Bi-allelic variations in CRB2, encoding the crumbs cell polarity complex component 2, lead to non-communicating hydrocephalus due to atresia of the aqueduct of sylvius and central canal of the medulla.
Aude TessierNathalie RouxLucile BoutaudElodie LunelLeila HakkakianMélanie ParisotMeriem Garfa-TraoréAmale IchkouNadia ElkhartoufiChristine BolePatrick NitschkeJeanne AmielJelena MartinovicFérechté Encha-RazaviTania Attié-BitachSophie ThomasPublished in: Acta neuropathologica communications (2023)

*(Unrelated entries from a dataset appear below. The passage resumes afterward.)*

PR #1194, opened 2023-05-04
CueParser: Process composer metadata in cue files

RobertAJMarshall:
Use composer as an alternative to songwriter

..and move a misplaced comment


src/playlistparsers/cueparser.cpp
```diff
@@ -48,6 +48,8 @@ const char *CueParser::kIndexRegExp = "(\\d{1,3}):(\\d{2}):(\\d{2})";
 const char *CueParser::kPerformer = "performer";
 const char *CueParser::kTitle = "title";
 const char *CueParser::kSongWriter = "songwriter";
+// compooser may be in cue file and is synonym for songwriter
```
jonaski, line 51: composer

jonaski (changes requested):

src/playlistparsers/cueparser.cpp
RobertAJMarshall: #headdesk ;)

PR #1212, opened 2023-06-06
Add ability to filter playlists by rating

Dakes:
This adds the ability to filter your playlists by rating in two different ways. 
For example you can filter by 0-5 Stars like this:
`rating:5` `rating:>=3` `rating:!=0`
Or use float values from 0-1 with a prefixed "f":
`rating:f1` `rating:>f0.5`

The implementation got a little messy, unfortunately. But it works.


jonaski (changes requested):
Thanks, could you squash the 2 correction commits into the first one, and if you rebase with master it should also fix the CI issue.

Dakes:
I think it is looking good now. ✌️

jonaski (approved):

Dakes:
Thank you. I appreciate your work. Have a nice day.

PR #1237, opened 2023-07-18
Allow forcing GStreamer pipeline to the floating-point data format

LebedevRI:
While audio is most commonly stored in 16/24-bit integer format,
modern audio processing, and modern audio servers
are using floating point integrally, whereas PipeWire internally
essentially always uses 32-bit floating point, as far as i understand.

While it does not really matter that much to us
as long as we simply pass-through the audio (from the decoder to the playback),
the moment we start to mess with it, it does begin to affect us.

As a "contrived" "obscure" example, pick some audio that has large loudness range,
normalize it to `-0 LUFS`, and load a compressor in easyeffects.
The audio will be distorted, there will be clipping.
Looking at the pipeline dumps, ReplayGain was already handling this correctly:
[pipeline-replaygain.pdf](https://github.com/strawberrymusicplayer/strawberry/files/12088865/pipeline-replaygain.pdf)

Here i propose two things:
* Fix: Always perform EBU R 128 loudness normalization in floating-point
* Feature: subj. Support forcing GStreamer pipeline to always be in floating-point. 

[pipeline-old.pdf](https://github.com/strawberrymusicplayer/strawberry/files/12088778/pipeline-old.pdf)
[pipeline-new-ebur128.pdf](https://github.com/strawberrymusicplayer/strawberry/files/12088922/pipeline-ebur128.pdf)
[pipeline-new-force.pdf](https://github.com/strawberrymusicplayer/strawberry/files/12088923/pipeline-force.pdf)

Thoughts?

### DIFF
--- a/src/engine/enginebase.cpp
+++ b/src/engine/enginebase.cpp
@@ -39,6 +39,7 @@
 
 EngineBase::EngineBase(QObject *parent)
     : QObject(parent),
+      force_floating_point_(false),
       volume_control_(true),
       volume_(100),
       beginning_nanosec_(0),
@@ -166,6 +167,8 @@ void EngineBase::ReloadSettings() {
 
   output_ = s.value("output").toString();
   device_ = s.value("device");
+
+  force_floating_point_ = s.value("force_floating_point", false).toBool();
 
   volume_control_ = s.value("volume_control", true).toBool();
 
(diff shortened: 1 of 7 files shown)


LebedevRI:
> Err, i'm not sure the feature bit is right. Let's first deal with the bug one :)

#1238.

Issue #1239, opened 2023-07-18
Consistent race condition/use-after-free in `~MusixmatchLyricsProvider`


LebedevRI:
Due to the lazy destructors, `NetworkAccessManager` may get actually fully destructed
before `MusixmatchLyricsProvider` will be (through `LyricsProviders`).

But if `MusixmatchLyricsProvider` had just sent an lyrics request,
and did not get a reply yet, it will have a `QNetworkReply*` in `replies_`,
and when `NetworkAccessManager` destructs, the object, to which that pointer points to,
is also destructed. And once `~MusixmatchLyricsProvider()` runs later,
it tries to operate on freed memory...

Locally, this very consistently (100% of the strawberry runs) results in a crash.

I've looked at this, and i don't quite understand how this is supposed to be resolved.

LebedevRI:
Actually, never mind, this appears to work: https://github.com/strawberrymusicplayer/strawberry/pull/1240
... but is rather intrusive. Is that the right fix here?

jonaski:
I think everything under Application should be shared pointers so objects are deleted in the correct order, I'm working on it.

LebedevRI:
Yes, that would be better indeed.
Thank you.

LebedevRI:
Thank you!

PR #1240, opened 2023-07-18
`Application::~Application()`: manually delete lyrics providers

LebedevRI:
This must be done before the network manager is deleted.
Due to the lazy destruction during `Lazy<>.reset()`,
this appears to be one of the approaches that solves that.

Fixes https://github.com/strawberrymusicplayer/strawberry/issues/1239

### DIFF
--- a/src/core/application.cpp
+++ b/src/core/application.cpp
@@ -233,6 +233,13 @@ Application::Application(QObject *parent)
 
 Application::~Application() {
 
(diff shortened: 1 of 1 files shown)


LebedevRI:
I'm guessing the better (proper?) solution would be to construct `LyricsProvider`'s
with a `std::shared_ptr<NetworkAccessManager>`, but that involves invasive changes to the `Lazy<>`.

PR #1246, opened 2023-07-26
Mpris2: Add new property to read/write the rating

Dakes:
This is to create shortcuts to set the rating and/or to set it from scripts.
This feature was wished for in these threads: 
https://forum.strawberrymusicplayer.org/topic/99/shortcuts-for-ratings
https://forum.strawberrymusicplayer.org/topic/326/set-ratings-per-dbus-shortcut
https://forum.strawberrymusicplayer.org/topic/879/expose-rating-of-songs-to-automation-shortcuts

This is technically out of spec for the [mpris specification](https://specifications.freedesktop.org/mpris-spec/2.2/Player_Interface.html). But since it does not modify any of the original methods it should be fine. If you prefer I could move this to a different bus name like `org.strawberry.Player.Rating` or something. 

Currently it can for example be accessed like this: `qdbus org.mpris.MediaPlayer2.strawberry /org/mpris/MediaPlayer2 org.mpris.MediaPlayer2.Player.Rating` to get the rating of the currently playing song (As float from 0-1)
Or `qdbus org.mpris.MediaPlayer2.strawberry /org/mpris/MediaPlayer2 org.mpris.MediaPlayer2.Player.Rating 0.6` to set the rating to a float, here 0.6. (from 0-1)

### DIFF
--- a/src/core/mpris2.cpp
+++ b/src/core/mpris2.cpp
@@ -212,6 +212,7 @@ void Mpris2::EmitNotification(const QString &name) {
   else if (name == "LoopStatus") value = LoopStatus();
   else if (name == "Shuffle") value = Shuffle();
   else if (name == "Metadata") value = Metadata();
+  else if (name == "Rating") value = Rating();
   else if (name == "Volume") value = Volume();
   else if (name == "Position") value = Position();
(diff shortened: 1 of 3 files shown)


jonaski:
Thanks

PR #1253, opened 2023-08-02
[WIP] Output audio queue

LebedevRI:
This is incomplete.

Currently, the queue is placed before all of our elements,
which is great to precache input and not stutter through
the times where there's IO latency spikes,
but if there's a CPU latency spike, we *may* still stutter
because we still need to process the input.

By also caching the final output, we should be safe from that.

This introduces subtleties: when changing parameters
of said modules, the changes will no longer be immediate,
but delayed by the cache length. So we must flush the pipeline's caches.

This sounds simple, but the obvious approach does not work,
and the one that works (seek to the current position)
causes temporary stutters. This isn't nice.

Also, probes need to be taken *after* the output queue.

Also, the way the fader is implemented just doesn't work with this approach.

But overall, this works better than i expected.

### DIFF
--- a/src/engine/gstenginepipeline.cpp
+++ b/src/engine/gstenginepipeline.cpp
@@ -1558,6 +1558,17 @@ bool GstEnginePipeline::Seek(const qint64 nanosec) {
 
 }
 
+static void flush_pipeline(GstElement *pipeline) {
+  // FIXME: is this really the right way to flush pipeline without seeking?
+  gint64 position_ns_;
+  gst_element_query_position(pipeline, GST_FORMAT_TIME, &position_ns_);
+  gst_element_seek_simple (pipeline, GST_FORMAT_TIME, GST_SEEK_FLAG_FLUSH, position_ns_);
+}
+
+QFuture<void> GstEnginePipeline::FlushPipeline() {
+  return QtConcurrent::run(&set_state_threadpool_, &flush_pipeline, pipeline_);
+}
+
 void GstEnginePipeline::SetEBUR128LoudnessNormalizingGain_dB(const double ebur128_loudness_normalizing_gain_db) {
 
   ebur128_loudness_normalizing_gain_db_ = ebur128_loudness_normalizing_gain_db;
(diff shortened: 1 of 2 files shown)


jonaski:
Since "use-buffering" is set to false for the input queue, low/high watermark settings are ignored,  I'm not sure about "max-size-time", but not much need for the loop just for one extra line.

LebedevRI:
> Since "use-buffering" is set to false for the input queue, low/high watermark settings are ignored, I'm not sure about "max-size-time", but not much need for the loop just for one extra line.

Ah. That's because i thought that it would only disable messages, but not buffering altogether,

I'm mainly just not sure where to start untangling all this (+gapless playback, +proper faders),
since it's all rather interconnected //and// does not have any non-manual tests.

LebedevRI:
> > Since "use-buffering" is set to false for the input queue, low/high watermark settings are ignored, I'm not sure about "max-size-time", but not much need for the loop just for one extra line.
> 
> Ah. That's because i thought that it would only disable messages, but not buffering altogether,

After looking through [gstqueue2.c](https://github.com/Kurento/gstreamer/blob/0c6afcbeb26c0d54f816413bb29bcfc9150608f4/plugins/elements/gstqueue2.c#L1032) it is not obvious to me why `"use-buffering"=false`
would disable the whole buffering and not just the status messages.

> I'm mainly just not sure where to start untangling all this (+gapless playback, +proper faders), since it's all rather interconnected //and// does not have any non-manual tests.

jonaski:
I think you are right about this, Strawberry is a bit too sensitive to CPU high load, more so than compared to for example VLC. I've experienced this a few times when I've been compiling Qt at the same time as playing music, I think it is also worse on Windows than on Linux.
But I don't understand how we can place a queue after the volumes without issues. I've tried to experiment with this too, see the gstenginepipeline_queue branch.
Maybe we could ask on the GStreamer mailinglist about this? Are you an the devel mailinglist?

jonaski:
Sorry that I've created conflicts for you now.

LebedevRI:
> I think you are right about this, Strawberry is a bit too sensitive to CPU high load, more so than compared to for example VLC. I've experienced this a few times when I've been compiling Qt at the same time as playing music, I think it is also worse on Windows than on Linux.

> But I don't understand how we can place a queue after the volumes without issues. I've tried to experiment with this too, see the gstenginepipeline_queue branch.

What kind of issues, specifically?
The PR as-is already "just" works for me, the main problem here is cache invalidation.

That being said, please maybe don't merge this/that, i believe i want to first deal with
the gap-less playback issue first. It should be easier to start untangling from that side.

> Maybe we could ask on the GStreamer mailinglist about this?

> Are you an the devel mailinglist?

No.

PR #1299, opened 2023-10-22
CMake: Fix KDSingleApplication package name for Qt5

WOnder93:
The name of the Qt5 KDSingleApplication CMake package is just "KDSingleApplication", not "KDSingleApplication-qt".


jonaski:
Thanks

PR #271, opened 2018-02-03
handling of external MapCSS translations

stephankn:
* include installation instructions in placeholder
* add external content to .gitignore


jocelynj:
That's a good idea, even if it duplicates some information from the main README.

Can you also rename the file from placeholder to README ?

stephankn:
Yes, having it named README makes it even clearer what this directory is about

PR #289, opened 2018-04-17
docker: upgrade after installing packages

stephankn:
As even a just updated base image can contain upgradeable packages do force a package upgrade to have latest security fixes in the image.


frodrigo:
Ok. But should be done before `apt-get install`, doesn't it ?

stephankn:
Not sure whether it would make a difference. Maybe swapping it to before in case due to updated versions install dependencies change. I'll push a change.

PR #345, opened 2018-10-09
package build-essential is required for pip later

stephankn:


jocelynj:
Just for information: pip and build-essential are not strictly necessary if you use only packages, like the one I generated for python-lark-parser.

stephankn:
@jocelynj that section of the README is imho specific to installing dependencies using pip. Do you think the readme should be restructured to make a clear distinction between installing packages or installing from pip?

jocelynj:
On Tue, Oct 09, 2018 at 10:41:59PM -0700, Stephan wrote:
> @jocelynj that section of the README is imho specific to installing dependencies using pip. Do you think the readme should be restructured to make a clear distinction between installing packages or installing from pip?

You're right - this section is about installing with pip.

I'm not sure how to restructure the README, but it might be clearer if we had
two sub-sections, one for installing through debian packages, the other with a
virtualenv. And we have the issue that debian packages no longer contain all
dependencies, so a note should be added that lark-parser has to be installed
manually.

PR #375, opened 2018-10-28
Handling hotel chains in wikidata brand tag fix

PanierAvide:
Hi,
Just changed a bit the URL in order to also find hotel chains for this tag fix.


frodrigo:
Thank

PR #385, opened 2018-11-07
docker: create missing locale en_US.UTF-8

### LINKED ISSUE #384: creation of database fails due to invalid locale
creating database cluster inside docker fails due to invalid locale.

version: 3491240

```
# pg_createcluster 10 main
perl: warning: Setting locale failed.
perl: warning: Please check that your locale settings:
        LANGUAGE = (unset),
        LC_ALL = (unset),
        LANG = "en_US.UTF-8"
    are supported and installed on your system.
perl: warning: Falling back to the standard locale ("C").
Error: The locale requested by the environment is invalid:
  LANG: en_US.UTF-8
```

locale is missing inside the container.

stephankn:
fixes #384

### DIFF
--- a/docker/Dockerfile
+++ b/docker/Dockerfile
@@ -24,7 +24,8 @@ RUN apt-get update && \
 
 RUN mkdir -p /data/work/osmose && \
     useradd -s /bin/bash -d /data/work/osmose osmose && \
-    chown osmose /data/work/osmose
+    chown osmose /data/work/osmose && \
+    locale-gen en_US.UTF-8
 
 ADD requirements.txt /opt/osmose-backend/requirements.txt
 WORKDIR /opt/osmose-backend


frodrigo:
In order to better cache usage can you add this to the first RUN please.

stephankn:
What are you trying to optimize? If you create another docker image with slightly different locale you would break caching by adding it to the package RUN statement. To reduce the number of layers the two RUN lines could be merged.

I do not see a strong benefit for merging or moving around the locale generation. From a system perspective creating a locale is more related to creating users and setting the ENV than to installing packages.

Let me know if you really insist of having it moved, then I push a modified patch.

frodrigo:
Sorry I misread the Dokerfile. You are right, it will change nothing.

Issue #402, opened 2018-11-22
No updates are reported as errors (code 4)


stephankn:
My backend instance often fails due to OSM extracts not being updated and so no updated data delivered to the frontend.
This makes it failing with error code 4 in case a single analyzer could not send fresh data.

https://github.com/osm-fr/osmose-backend/blob/master/osmose_run.py#L292

As I monitor my instance with Zabbix I get an alert for every country/state where this fails. Often these sum up to over hundred alerts.
These seriously clutter the monitoring system and make it hard to distinguish these from real problems.

I suggest to turn this into a warning and not returning an error for it.

What needs to be discussed is how a situation could be detected where extracts gone stale and do not update at all for a longer time.
Using the error code 4 for this purpose sounds wrong, so the monitoring for stale data updates should be done separate of this.
Would it be possible to provide the "delay" of a single country by API? then I could monitor that and again warn if it exceeds a threshold.

I am going to push some changes to frontend/backend to implement the warning handling. Please comment on it.

frodrigo:
We now have this in the frontend API:
https://github.com/osm-fr/osmose-frontend/blob/master/control.py#L294
The idea in the backend is to get the timestamp before running the analysis, and if there will be something to update, then run the analysis. But this is still not done.

stephankn:
This sounds then like a suitable interface to check for stalled processing.

How about changing the current FAIL into a WARNING as proposed in my PR above? So osmose_run will no longer report an error is such situations?

frodrigo:
3fdac9144d4136bbeee4b8c1d36344f21f9cda46
ab2bda1ae5b058f2689d24e44ba64ae07cb7ef5e
Does not report error if "FAIL: Already up to date" happen after a timeout.

frodrigo:
Now it's OK.

PR #403, opened 2018-11-22
In case of a warning do not return error code

stephankn:
see #402


stephankn:
any chance of getting this merged and frontend adjusted? Having analyzers "fail" because of some expected condition is worth a warning, but not an error. It makes it difficult to monitor that everything works well.

frodrigo:
We still not look at this. We was focused on other issues. But now our infrastructure is more stable.

frodrigo:
From my point of view, we must prevent `FAIL: Already up to date` to append.
We must not run the analyser.

jocelynj:
I think that we have a different objective:
  - we want to know when backend or frontend is failing, meaning that this error is useful for us.
  - you only want to know when a failure is linked to your backend, or data from your countries.

As a compromise, what do you think of using a specific error code for update error, and you can filter errors that have a different error code ?

stephankn:
@jocelynj :
I would like to avoid treating some "specific" errors as non-errors.
If this would be the route to go, then I would suggest to reserve some of the least significant bits to describe warnings. Then treating everything larger than e.g. 32 would indicate an error.

While I understand the desire to ge feedback of a failing backend, I wonder how having this reported as an error is useful to you. Is the error code also meaningful to you, I wonder how you get it. I do not see code which uploads the error code at the end of the analysis.

This might also be an option: Collect all errors in a verbose structure and upload that at the end. But right now I did not see such code.

So the only one noticing such result codes is the person running the backend code.
I monitor the the backends with zabbix. And for each failing analyzer I get an error reported and check the logs what was broken. These "Already up to date" results are currently a false alert.

@frodrigo : can you please detail a bit further about what exactly triggers this FAIL? I see that it is sent when the update throws an exception here:
https://github.com/osm-fr/osmose-frontend/blob/master/control.py#L292

What **exactly** is checked here? Is it really that case that something did not change? Or is it a problem with some processes on the frontend? 
https://github.com/osm-fr/osmose-frontend/blob/3a9f71307e339320983271978b3e7cc825fa241b/tools/update.py#L405

In case this FAIL indicates actually a problem on the front-end, should I then report such cases? I also not yet understand what you mean than the analyzer is not supposed to run beforehand. What exactly is meant to be the trigger here? Or does it all boil down to the OSM files not been updated? But why is then only a single analyzer failing and not all of that country?

jocelynj:
We are using buildbot to get all information, including full log and error code. See here for an example:
https://buildbot.osmose.openstreetmap.fr/builders/central_african_republic/builds/393/steps/osmose_run.py/logs/stdio

There is also a filter in buildbot to mark some error code as "error" or "warning"


About the fail "Already up to date" on update, they are triggered when frontend is receiving results for a country+analyser with the same timestamp than the previous result. It happens in at least two scenarios:
  - an analyser sending several results for different checks with the same analyser name. This error was fixed recently, by using python class name instead of python file name to generate the analyser name sent to frontend. This error should no longer happen.
  - results was sent twice to frontend, because the previous upload failed. We don't know yet why frontend is sending an error, but still importing the results in its database. This case has to be fixed.
  - there might be other cases that we need to know about.

As a compromise, it might be possible to modify backend to not send an error if previous update got a "504: Gateway Timeout", as results was still uploaded to frontend.

frodrigo:
3fdac9144d4136bbeee4b8c1d36344f21f9cda46
ab2bda1ae5b058f2689d24e44ba64ae07cb7ef5e
Does not report error if "FAIL: Already up to date" happen after a timeout.

PR #405, opened 2018-11-22
have git describe add -dirty in case of uncommitted local changes

stephankn:


frodrigo:
```
(venv3)fred@osm110:/home/fred/frodrigo-osmose-backend/analysers$ git describe
v1.0-2018-11-20-9-g9e1a027
(venv3)fred@osm110:/home/fred/frodrigo-osmose-backend/analysers$ git describe --dirty
v1.0-2018-11-20-9-g9e1a027-dirty
```

@jocelynj what do you think of this?

jocelynj:
I don't have any objection to this change, and I see how it can be useful to find if anything is not commited.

Congenital hydrocephalus is a common condition caused by the accumulation of cerebrospinal fluid in the ventricular system. Four major genes are currently known to be causally involved in hydrocephalus, either isolated or as a common clinical feature: L1CAM, AP1S2, MPDZ and CCDC88C. Here, we report 3 cases from 2 families with congenital hydrocephalus due to bi-allelic variations in CRB2, a gene previously reported to cause nephrotic syndrome, variably associated with hydrocephalus. While 2 cases presented with renal cysts, one case presented with isolated hydrocephalus. Neurohistopathological analysis allowed us to demonstrate that, contrary to what was previously proposed, the pathological mechanisms underlying hydrocephalus secondary to CRB2 variations are not due to stenosis but to atresia of both Sylvius Aqueduct and central medullar canal. While CRB2 has been largely shown crucial for apico-basal polarity, immunolabelling experiments in our fetal cases showed normal localization and level of PAR complex components (PKCι and PKCζ) as well as of tight (ZO-1) and adherens (β-catenin and N-Cadherin) junction molecules indicating a priori normal apicobasal polarity and cell-cell adhesion of the ventricular epithelium suggesting another pathological mechanism. Interestingly, atresia but not stenosis of Sylvius aqueduct was also described in cases with variations in MPDZ and CCDC88C encoding proteins previously linked functionally to the Crumbs (CRB) polarity complex, and all 3 being more recently involved in apical constriction, a process crucial for the formation of the central medullar canal. Overall, our findings argue for a common mechanism of CRB2, MPDZ and CCDC88C variations that might lead to abnormal apical constriction of the ventricular cells of the neural tube that will form the ependymal cells lining the definitive central canal of the medulla. Our study thus highlights that hydrocephalus related to CRB2, MPDZ and CCDC88C constitutes a separate pathogenic group of congenital non-communicating hydrocephalus with atresia of both Sylvius aqueduct and central canal of the medulla.